La pregunta no es mía, es de Alicia, la famosísima niña que conoció el País de las Maravillas. Y la formula tan pronto como la primera página del libro de Lewis Carroll. ¡La primera! Así de importante es el cuestionamiento.

Hasta hace muy poco, era común creer que los libros ilustrados son para niños, que los “dibujitos” sirven tan solo para que las áridas páginas resulten más atractivas a los ojos infantiles. Y, así, muchos lectores que se consideraban serios rechazaban ediciones ilustradas e incluso muchos autores se rehusaban a que sus importantísimas páginas fueran contaminadas con los garabatos de algún dibujante. Hoy se valora mucho más el papel fundamental que la ilustración puede jugar en la literatura. Un vistazo a algunos casos emblemáticos nos permitirá comprender mejor el asunto.

Comencemos por decir que ciertamente los libros infantiles y juveniles suelen ser ilustrados, pero las mejores ediciones de estos libros no tienen simples traducciones visuales del texto, sino que agregan contenido que permite a los lectores imaginar mucho mejor las escenas. Mientras escribo esto, tengo a la vista la serie de clásicos ilustrados para niños de la editorial Selector con la que crecí. Con ellos dibujé en mi mente la primera imagen que tuve del Cid campeador, conocí el ojo único del cíclope Polifemo que combatió Odiseo, vi las largas uñas de Drácula, dimensioné el tamaño de Gulliver respecto a los liliputienses.
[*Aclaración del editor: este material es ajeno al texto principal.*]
PR #673, opened 2022-06-13
Remove ICE workaround & fix clippy errors

### LINKED ISSUE #608: [prediction-markets] Remove workaround for ICE caused by `#[transactional]` use
Applying `#[transactional]` has caused an ICE in #576. The ICE is tracked in https://github.com/rust-lang/rust/issues/96299. We have a workaround, but we should remove it as soon as the issue in the rust is resolved.

maltekliemann:
Closes #608.

After I updated to the newest nightly build, clippy had a couple of complaints, which I fixed as well.

### DIFF
--- a/node/src/chain_spec/mod.rs
+++ b/node/src/chain_spec/mod.rs
@@ -185,7 +185,13 @@ fn get_from_seed<TPublic: Public>(seed: &str) -> <TPublic::Pair as Pair>::Public
 /// The extensions for the [`ChainSpec`].
 #[cfg(feature = "parachain")]
 #[derive(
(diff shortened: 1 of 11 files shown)


Chralt98 (commented):
I think `let _ =` was useless, which was detected by clippy. I don't get why `Eq` is required for that `enum`'s and `struct`'s? You didn't add equal checks for that structs in this PR. Because `#[transactional]` needs some sort of equal check?

maltekliemann:
@Chralt98 `Eq` was added to satisfy this lint: https://rust-lang.github.io/rust-clippy/master/#derive_partial_eq_without_eq

Chralt98 (approved):

PR #674, opened 2022-06-13
Force user to use limits when swapping tokens

maltekliemann:
Currently, it's possible to call `swap_exact_amount_in` and `swap_exact_amount_out` without any limits on token amounts of price. Doing so on a public network where frontrunners do mischief might have a devastating effect on the user. This PR makes sure that the user cannot accidentally set both limits to `None`.

Instead, we now raise an error when both limits are `None`. If the user absolutely wants to go full hog and disable all safeties, they can still do so by setting `max_price` to `u128::MAX`.


maltekliemann:
@vivekvpandya Yeah, that's a good question! A little bit of history on this subject: Until recently, both parameter were non-optional. This turned out to be annoying during the development of the frontend (they usually use one of the two limits, so the other one needs to be disabled), so we decided to make both parameters optional, leaving us with the problem that the user might _accidentally_ (this is a very important word in this context) disable both safeties. This is what this PR is supposed to fix. Now the frontend team can specify `None` to disable one of these safeties.

You can _always_ disable both safeties, even if they are not optional: You can just put zero or `u128::MAX`, depending on the context. However, if we _force_ the user to do that, we basically ensure that they didn't disable the safeties by mistake, but by their own volition.

vivekvpandya (approved):
Looks fine to me!

Chralt98 (approved):
Default disabling of both safety features is now restricted. This could have been prevented even without the PR in a good front-end, but there is the possibility of front-runners on the polkadot-js site. So this made the interface more nooby friendly 👍

maltekliemann:
Thanks for the review, guys! :thumbsup:

PR #675, opened 2022-06-14
Bump versions to v0.3.3

sea212:
Update Zeitgeist crate version from *v0.3.2* to *v0.3.3*. Reflect updates in *Cargo.lock*


Chralt98 (approved):
When comparing to [this](https://github.com/zeitgeistpm/zeitgeist/commit/b0d1e04fc427028e604b71e6cad230937ea40217) it looks like the same pattern. So I would agree (with the assumption, that last time it was correct).

PR #678, opened 2022-06-16
Increment RuntimeVersion

sea212:
Increments `spec_version`: Pallets changed in a way that the pallets logic is not idempotent to the current release.
Increments `transaction_version`: Pallet ordering, dispatachables and parameter ordering in dispatchables was changed.

### DIFF
--- a/Cargo.lock
+++ b/Cargo.lock
@@ -12410,7 +12410,7 @@ dependencies = [
 
 [[package]]
 name = "zeitgeist-node"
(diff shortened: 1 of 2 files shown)


sea212 (commented):
Verified in https://github.com/zeitgeistpm/zeitgeist/compare/v0.3.2...bef0b3461dfcce4f81fc361f729eefa340bf19d1

`RuntimeVersion` did not change since v0.3.2

PR #679, opened 2022-06-16
Update weights

sea212:
This PR adds the weights benchmarked on the reference machine based on the latest changes.


runtime/src/weights/frame_system.rs
```diff
@@ -32,7 +32,7 @@ use frame_support::{
 pub struct WeightInfo<T>(PhantomData<T>);
 impl<T: frame_system::Config> frame_system::weights::WeightInfo for WeightInfo<T> {
     fn remark(_b: u32) -> Weight {
-        (8_454_000 as Weight)
+        (0 as Weight)
```
sea212, line 35: This is strange, it should not be `0`. I'll revert this to the previous value, since `remark` did not change a bit.
```suggestion
        (8_454_000 as Weight)
```

runtime/src/weights/pallet_scheduler.rs
```diff
@@ -36,9 +36,9 @@ impl<T: frame_system::Config> pallet_scheduler::weights::WeightInfo for WeightIn
     // Storage: Preimage StatusFor (r:1 w:1)
     // Storage: Scheduler Lookup (r:0 w:1)
     fn on_initialize_periodic_named_resolved(s: u32) -> Weight {
-        (36_758_000 as Weight)
-            // Standard Error: 313_000
-            .saturating_add((48_916_000 as Weight).saturating_mul(s as Weight))
+        (0 as Weight)
```
maltekliemann, line 39: Is this as expected? I checked, and this is non-zero in the `weights.rs` of the scheduler pallet 4.0.0.

runtime/src/weights/pallet_scheduler.rs
```diff
@@ -96,29 +96,29 @@ impl<T: frame_system::Config> pallet_scheduler::weights::WeightInfo for WeightIn
...
             .saturating_add(T::DbWeight::get().reads((1 as Weight).saturating_mul(s as Weight)))
             .saturating_add(T::DbWeight::get().writes(2 as Weight))
     }
     // Storage: Scheduler Agenda (r:2 w:2)
     // Storage: Scheduler Lookup (r:0 w:1)
     fn on_initialize_periodic_named(s: u32) -> Weight {
-        (45_414_000 as Weight)
-            // Standard Error: 131_000
-            .saturating_add((22_566_000 as Weight).saturating_mul(s as Weight))
+        (0 as Weight)
```
maltekliemann, line 109: Is this as expected? I checked, and this is non-zero in the weights.rs of the scheduler pallet 4.0.0.

runtime/src/weights/pallet_utility.rs
```diff
@@ -32,22 +32,22 @@ use frame_support::{
...
     fn as_derivative() -> Weight {
-        (3_410_000 as Weight)
+        (4_040_000 as Weight)
     }
     // Storage: unknown [0x3a7472616e73616374696f6e5f6c6576656c3a] (r:1 w:1)
     fn batch_all(c: u32) -> Weight {
-        (25_449_000 as Weight)
-            // Standard Error: 63_000
-            .saturating_add((7_641_000 as Weight).saturating_mul(c as Weight))
+        (0 as Weight)
```
maltekliemann, line 44: Is this as expected? I checked, and this is non-zero in the weights.rs of pallet-utility version 4.0.0-dev.

zrml/swaps/src/weights.rs
```diff
@@ -94,11 +94,11 @@ impl<T: frame_system::Config> WeightInfoZeitgeist for WeightInfo<T> {
     // Storage: Tokens Accounts (r:46 w:22)
     // Storage: System Account (r:2 w:1)
     fn distribute_pool_share_rewards(a: u32, b: u32) -> Weight {
-        (70_035_000 as Weight)
-            // Standard Error: 283_000
-            .saturating_add((45_926_000 as Weight).saturating_mul(a as Weight))
-            // Standard Error: 283_000
-            .saturating_add((67_740_000 as Weight).saturating_mul(b as Weight))
+        (0 as Weight)
```
maltekliemann, line 97: This seems weird, this function wasn't modified; `a` is the number of accounts, so we don't have to worry about getting DDoS'ed, but this is curious.

maltekliemann (changes requested):
Looks good, but I'm a little concerned about the difference between the weights in the substrate repository and ours, so I'm putting "Request changes" for now. Surely there must be a good explanation for this?

zrml/swaps/src/weights.rs
Chralt98: Yeah, nothing changed for `distribute_pool_share_rewards` since the last benchmark commit. The comparison to verify is [here](https://github.com/zeitgeistpm/zeitgeist/compare/ce520be36cc06d6687ca2f5c8499d2deb762d32d...e6ca87795f481728bd208487121a32f9ffb6c0d2?diff=split#diff-188fb32939fe9cc9416edd214b3ab316def04705fad5aa33b9130b8d49220244L938-L1061).

Chralt98 (commented):
This PR updates the benchmark weights.
In general, it could be expected, that the weights of our frame pallets and moonbeams doesn't differ so much, but we have our own reference machine, right?
Great catch @maltekliemann for `distribute_pool_share_rewards` in the swaps pallet. I would also expect that nothing changes for the weight here.

zrml/swaps/src/weights.rs
sea212: This is out of my control, sometimes the benchmarks for the same benchmark logic start with a base weight of greater than zero and sometimes it's zero. I think as long as the weight is modified properly by variables this is acceptable - The weight calculated by the variables often overshadows the base weight by magnitudes anyways.
I would be altered though if the base weight is zero and isn't changed by anything else, like with `system.remark` in this PR.

zrml/prediction-markets/src/weights.rs
```diff
@@ -10,7 +10,7 @@
 // pallet
 // --chain=dev
 // --steps=10
-// --repeat=2
+// --repeat=1000
```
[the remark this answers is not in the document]
sea212: [This is not the case](https://github.com/zeitgeistpm/zeitgeist/blob/v0.3.2/zrml/prediction-markets/src/weights.rs). The weights were changed within a PR and `2` was used because the benchmark workflow does not work properly on forks yet.

runtime/src/weights/pallet_utility.rs
sea212: This is out of my control, sometimes the benchmarks for the same benchmark logic start with a base weight of greater than zero and sometimes it's zero. I think as long as the weight is modified properly by variables this is acceptable. If a change in the logic did not happen we can revert the base weight tough, I think it's better to overcharge than to undercharge (undercharging can lead to overweight blocks that can't be produced in time).

runtime/src/weights/pallet_scheduler.rs
sea212: This is out of my control, sometimes the benchmarks for the same benchmark logic start with a base weight of greater than zero and sometimes it's zero. I think as long as the weight is modified properly by variables this is acceptable. If a change in the logic did not happen we can revert the base weight tough, I think it's better to overcharge than to undercharge (undercharging can lead to overweight blocks that can't be produced in time).

runtime/src/weights/pallet_scheduler.rs
sea212: This is out of my control, sometimes the benchmarks for the same benchmark logic start with a base weight of greater than zero and sometimes it's zero. I think as long as the weight is modified properly by variables this is acceptable. If a change in the logic did not happen we can revert the base weight tough, I think it's better to overcharge than to undercharge (undercharging can lead to overweight blocks that can't be produced in time).

sea212 (commented):
Thanks for looking over the changes. The most spotted peculiarity is that some benchmark weights went to `0`. This is out of my control - The same benchmark logic sometime results in a base weight of `0` and sometimes of non `0`. When it changes to `0` usually the impact of the parameters in weight is increased by the benchmark evaluation logic. As long as the major part of the cost is determined by the parameters, this is no major issue to me.

maltekliemann (approved):
Ok, then we can go ahead and publish! :thumbsup:

Chralt98 (approved):
👍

Son dibujos a blanco y negro que, ahora que los miro nuevamente, me parece que tienen un mérito especial: mostrar la reacción de los personajes ante sus circunstancias. Veo en su cara sorpresa, curiosidad, intriga, malicia, paz, amor, ternura. Y pienso que aprender esa emotividad y sus manifestaciones más visibles son parte tan importante de la formación de un ser humano como las peripecias de los personajes que conoce.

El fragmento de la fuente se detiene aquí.